Collection entries
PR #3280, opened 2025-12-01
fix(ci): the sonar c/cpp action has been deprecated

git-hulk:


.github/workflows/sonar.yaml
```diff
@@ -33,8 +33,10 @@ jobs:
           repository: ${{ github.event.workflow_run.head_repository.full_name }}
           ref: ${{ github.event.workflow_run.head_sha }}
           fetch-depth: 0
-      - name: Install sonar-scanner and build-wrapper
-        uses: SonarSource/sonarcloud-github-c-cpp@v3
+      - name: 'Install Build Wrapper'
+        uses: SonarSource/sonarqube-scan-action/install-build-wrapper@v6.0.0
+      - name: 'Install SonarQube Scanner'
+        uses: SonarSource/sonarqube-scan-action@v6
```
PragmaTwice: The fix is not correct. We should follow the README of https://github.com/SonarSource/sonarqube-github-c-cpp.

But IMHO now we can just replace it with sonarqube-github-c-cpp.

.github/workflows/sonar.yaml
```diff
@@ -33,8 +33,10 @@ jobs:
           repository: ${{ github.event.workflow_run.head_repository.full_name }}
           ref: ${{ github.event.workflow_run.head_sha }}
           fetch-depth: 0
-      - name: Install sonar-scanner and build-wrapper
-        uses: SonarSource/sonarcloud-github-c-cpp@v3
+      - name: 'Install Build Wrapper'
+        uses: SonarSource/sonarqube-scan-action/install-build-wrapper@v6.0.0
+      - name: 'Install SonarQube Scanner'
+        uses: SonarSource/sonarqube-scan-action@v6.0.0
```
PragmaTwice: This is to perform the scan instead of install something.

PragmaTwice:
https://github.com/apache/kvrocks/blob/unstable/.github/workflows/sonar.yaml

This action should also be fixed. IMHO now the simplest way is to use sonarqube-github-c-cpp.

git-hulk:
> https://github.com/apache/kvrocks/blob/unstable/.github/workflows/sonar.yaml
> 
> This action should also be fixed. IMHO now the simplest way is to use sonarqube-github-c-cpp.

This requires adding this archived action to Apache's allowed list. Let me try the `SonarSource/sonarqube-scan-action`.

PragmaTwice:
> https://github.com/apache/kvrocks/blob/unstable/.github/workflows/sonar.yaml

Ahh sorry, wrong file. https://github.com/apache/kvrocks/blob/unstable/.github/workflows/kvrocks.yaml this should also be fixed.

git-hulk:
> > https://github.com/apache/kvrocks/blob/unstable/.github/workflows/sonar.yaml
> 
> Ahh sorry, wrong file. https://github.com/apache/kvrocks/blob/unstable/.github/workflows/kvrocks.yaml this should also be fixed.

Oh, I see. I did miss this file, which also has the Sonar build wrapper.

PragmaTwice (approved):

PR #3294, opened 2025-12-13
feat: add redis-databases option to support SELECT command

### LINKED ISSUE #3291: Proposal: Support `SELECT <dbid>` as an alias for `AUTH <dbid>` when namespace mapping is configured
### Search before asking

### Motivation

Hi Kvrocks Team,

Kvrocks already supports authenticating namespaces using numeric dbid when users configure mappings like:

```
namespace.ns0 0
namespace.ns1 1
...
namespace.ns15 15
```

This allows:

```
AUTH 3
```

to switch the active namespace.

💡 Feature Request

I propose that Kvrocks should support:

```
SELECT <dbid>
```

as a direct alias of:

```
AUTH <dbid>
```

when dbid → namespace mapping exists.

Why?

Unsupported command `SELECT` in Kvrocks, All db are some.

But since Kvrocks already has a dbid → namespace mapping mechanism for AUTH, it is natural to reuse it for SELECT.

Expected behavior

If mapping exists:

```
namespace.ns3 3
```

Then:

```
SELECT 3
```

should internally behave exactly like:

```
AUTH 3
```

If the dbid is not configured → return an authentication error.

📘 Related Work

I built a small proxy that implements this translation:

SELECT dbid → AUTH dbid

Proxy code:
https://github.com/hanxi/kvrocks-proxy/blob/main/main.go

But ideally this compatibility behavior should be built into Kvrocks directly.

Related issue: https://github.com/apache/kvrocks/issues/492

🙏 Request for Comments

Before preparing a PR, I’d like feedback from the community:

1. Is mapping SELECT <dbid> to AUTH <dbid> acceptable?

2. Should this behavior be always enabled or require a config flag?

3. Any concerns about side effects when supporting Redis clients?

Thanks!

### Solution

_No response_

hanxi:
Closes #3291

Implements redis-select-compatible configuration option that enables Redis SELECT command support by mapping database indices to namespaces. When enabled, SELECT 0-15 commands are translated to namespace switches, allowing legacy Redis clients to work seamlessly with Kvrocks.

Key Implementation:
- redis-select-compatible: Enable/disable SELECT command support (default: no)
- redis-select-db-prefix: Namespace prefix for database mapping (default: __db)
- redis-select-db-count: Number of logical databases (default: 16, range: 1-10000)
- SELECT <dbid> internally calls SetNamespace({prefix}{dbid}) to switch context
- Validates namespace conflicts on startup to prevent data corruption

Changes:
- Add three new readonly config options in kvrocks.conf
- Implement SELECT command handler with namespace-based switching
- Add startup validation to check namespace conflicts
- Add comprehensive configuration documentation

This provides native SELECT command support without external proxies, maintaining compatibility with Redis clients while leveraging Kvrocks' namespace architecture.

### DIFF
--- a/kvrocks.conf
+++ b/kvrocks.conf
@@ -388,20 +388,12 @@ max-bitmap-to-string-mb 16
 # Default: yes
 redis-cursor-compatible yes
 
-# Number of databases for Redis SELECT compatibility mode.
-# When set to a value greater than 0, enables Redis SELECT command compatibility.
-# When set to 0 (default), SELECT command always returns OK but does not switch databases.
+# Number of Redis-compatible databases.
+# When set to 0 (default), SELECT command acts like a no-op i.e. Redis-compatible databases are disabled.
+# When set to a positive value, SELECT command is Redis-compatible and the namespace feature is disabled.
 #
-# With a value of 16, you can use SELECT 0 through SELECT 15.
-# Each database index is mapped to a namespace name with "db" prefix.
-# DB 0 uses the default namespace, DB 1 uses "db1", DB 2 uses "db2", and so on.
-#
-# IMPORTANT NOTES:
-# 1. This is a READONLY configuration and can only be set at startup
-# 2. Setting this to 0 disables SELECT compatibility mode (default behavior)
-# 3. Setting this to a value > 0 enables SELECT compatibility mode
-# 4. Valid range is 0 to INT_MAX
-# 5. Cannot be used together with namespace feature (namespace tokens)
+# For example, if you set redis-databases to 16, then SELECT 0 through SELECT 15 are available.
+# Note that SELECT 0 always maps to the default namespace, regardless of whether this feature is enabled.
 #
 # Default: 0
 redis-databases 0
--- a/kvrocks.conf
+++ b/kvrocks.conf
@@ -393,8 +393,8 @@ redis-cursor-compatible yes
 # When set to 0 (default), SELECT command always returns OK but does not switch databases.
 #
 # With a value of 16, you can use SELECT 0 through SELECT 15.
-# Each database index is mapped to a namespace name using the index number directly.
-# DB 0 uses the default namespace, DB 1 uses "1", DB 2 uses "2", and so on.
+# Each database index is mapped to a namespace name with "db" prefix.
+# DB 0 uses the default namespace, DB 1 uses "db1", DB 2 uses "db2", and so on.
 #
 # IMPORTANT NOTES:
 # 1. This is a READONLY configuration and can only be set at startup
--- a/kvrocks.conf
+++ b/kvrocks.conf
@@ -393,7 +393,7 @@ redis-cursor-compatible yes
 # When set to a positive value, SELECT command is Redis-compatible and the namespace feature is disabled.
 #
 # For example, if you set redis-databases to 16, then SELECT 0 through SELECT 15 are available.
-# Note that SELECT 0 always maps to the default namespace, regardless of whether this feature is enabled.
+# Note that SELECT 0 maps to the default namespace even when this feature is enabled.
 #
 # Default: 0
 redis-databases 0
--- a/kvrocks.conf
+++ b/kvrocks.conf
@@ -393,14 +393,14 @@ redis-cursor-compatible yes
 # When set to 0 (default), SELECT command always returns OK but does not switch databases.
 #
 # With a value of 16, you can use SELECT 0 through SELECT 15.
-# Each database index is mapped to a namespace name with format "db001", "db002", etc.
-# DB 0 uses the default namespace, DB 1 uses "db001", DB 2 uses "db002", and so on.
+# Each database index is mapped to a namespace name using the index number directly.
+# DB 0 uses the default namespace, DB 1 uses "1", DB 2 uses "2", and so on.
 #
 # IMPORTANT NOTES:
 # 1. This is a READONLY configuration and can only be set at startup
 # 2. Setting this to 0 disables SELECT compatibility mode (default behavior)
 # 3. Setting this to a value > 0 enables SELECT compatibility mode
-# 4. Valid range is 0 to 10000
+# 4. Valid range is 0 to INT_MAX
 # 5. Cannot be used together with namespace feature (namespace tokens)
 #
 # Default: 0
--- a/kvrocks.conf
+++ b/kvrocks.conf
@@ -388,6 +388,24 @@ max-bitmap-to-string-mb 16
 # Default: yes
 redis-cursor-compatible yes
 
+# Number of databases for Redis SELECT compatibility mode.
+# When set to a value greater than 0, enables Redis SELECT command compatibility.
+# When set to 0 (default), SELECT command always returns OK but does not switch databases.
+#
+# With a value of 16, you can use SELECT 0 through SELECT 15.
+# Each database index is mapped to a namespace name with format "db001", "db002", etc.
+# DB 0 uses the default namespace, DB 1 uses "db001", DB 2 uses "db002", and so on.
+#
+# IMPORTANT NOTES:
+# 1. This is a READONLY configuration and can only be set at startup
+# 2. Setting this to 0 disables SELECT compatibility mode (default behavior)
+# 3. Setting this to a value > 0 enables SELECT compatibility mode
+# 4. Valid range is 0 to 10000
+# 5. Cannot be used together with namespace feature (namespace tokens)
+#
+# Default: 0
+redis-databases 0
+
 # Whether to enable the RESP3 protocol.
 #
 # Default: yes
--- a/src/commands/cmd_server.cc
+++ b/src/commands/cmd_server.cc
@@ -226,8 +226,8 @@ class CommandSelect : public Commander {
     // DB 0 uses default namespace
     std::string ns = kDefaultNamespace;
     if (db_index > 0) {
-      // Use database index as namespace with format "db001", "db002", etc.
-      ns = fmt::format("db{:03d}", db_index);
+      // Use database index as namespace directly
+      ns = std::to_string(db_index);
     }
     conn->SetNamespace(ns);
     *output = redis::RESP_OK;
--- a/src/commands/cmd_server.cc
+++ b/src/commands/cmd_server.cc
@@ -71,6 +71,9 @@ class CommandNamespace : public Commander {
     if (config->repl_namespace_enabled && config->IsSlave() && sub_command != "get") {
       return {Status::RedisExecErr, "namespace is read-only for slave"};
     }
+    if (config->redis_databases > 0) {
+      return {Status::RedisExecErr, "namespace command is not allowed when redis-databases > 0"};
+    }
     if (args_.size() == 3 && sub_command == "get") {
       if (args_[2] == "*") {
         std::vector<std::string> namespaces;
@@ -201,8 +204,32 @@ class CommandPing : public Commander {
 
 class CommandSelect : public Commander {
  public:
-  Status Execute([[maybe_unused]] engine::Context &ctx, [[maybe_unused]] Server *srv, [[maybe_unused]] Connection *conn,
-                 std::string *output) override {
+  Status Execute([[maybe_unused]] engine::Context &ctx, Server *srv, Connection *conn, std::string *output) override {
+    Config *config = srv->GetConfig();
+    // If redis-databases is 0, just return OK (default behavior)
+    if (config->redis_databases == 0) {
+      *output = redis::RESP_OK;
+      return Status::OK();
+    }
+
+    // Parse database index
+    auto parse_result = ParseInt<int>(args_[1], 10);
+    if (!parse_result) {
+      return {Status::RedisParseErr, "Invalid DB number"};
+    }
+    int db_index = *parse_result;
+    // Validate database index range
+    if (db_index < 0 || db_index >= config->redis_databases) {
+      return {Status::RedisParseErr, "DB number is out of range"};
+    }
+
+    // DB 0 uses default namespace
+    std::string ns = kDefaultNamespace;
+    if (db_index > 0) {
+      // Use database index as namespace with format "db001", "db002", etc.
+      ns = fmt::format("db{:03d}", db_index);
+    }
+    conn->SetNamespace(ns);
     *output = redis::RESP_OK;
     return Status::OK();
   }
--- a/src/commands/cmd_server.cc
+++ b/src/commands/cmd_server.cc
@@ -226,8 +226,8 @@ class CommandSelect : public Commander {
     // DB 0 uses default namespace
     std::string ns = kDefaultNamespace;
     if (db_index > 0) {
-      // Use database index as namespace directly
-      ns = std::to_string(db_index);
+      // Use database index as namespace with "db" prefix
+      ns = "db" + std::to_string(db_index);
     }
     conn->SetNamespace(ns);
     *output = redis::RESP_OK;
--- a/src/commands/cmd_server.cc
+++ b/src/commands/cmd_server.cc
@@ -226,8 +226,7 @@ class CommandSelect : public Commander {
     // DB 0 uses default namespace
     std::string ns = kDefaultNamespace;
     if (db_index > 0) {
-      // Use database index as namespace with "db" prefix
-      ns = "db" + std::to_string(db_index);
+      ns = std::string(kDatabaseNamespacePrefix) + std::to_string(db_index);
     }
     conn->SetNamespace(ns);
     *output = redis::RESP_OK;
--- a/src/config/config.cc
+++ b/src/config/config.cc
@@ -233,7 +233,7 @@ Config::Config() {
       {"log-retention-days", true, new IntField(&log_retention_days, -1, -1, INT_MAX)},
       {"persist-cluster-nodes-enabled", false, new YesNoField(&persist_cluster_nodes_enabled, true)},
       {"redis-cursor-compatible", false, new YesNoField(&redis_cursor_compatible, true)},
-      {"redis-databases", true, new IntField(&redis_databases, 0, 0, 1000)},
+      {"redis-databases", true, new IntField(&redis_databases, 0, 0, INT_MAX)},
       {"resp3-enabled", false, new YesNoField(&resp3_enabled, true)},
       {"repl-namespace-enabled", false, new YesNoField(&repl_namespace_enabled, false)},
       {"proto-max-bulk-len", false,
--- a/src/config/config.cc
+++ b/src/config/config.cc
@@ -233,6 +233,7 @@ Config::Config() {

...

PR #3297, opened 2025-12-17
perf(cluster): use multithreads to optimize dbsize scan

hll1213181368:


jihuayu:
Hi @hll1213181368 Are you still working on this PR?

- [GOAL OF THE EXERCISE] Scan the records above for the string "startup", then copy each line where it turns up.

- [WRITTEN SOLUTION]
- Validates namespace conflicts on startup to prevent data corruption
- Add startup validation to check namespace conflicts
-# 1. This is a READONLY configuration and can only be set at startup
 # 1. This is a READONLY configuration and can only be set at startup
 # 1. This is a READONLY configuration and can only be set at startup
+# 1. This is a READONLY configuration and can only be set at startup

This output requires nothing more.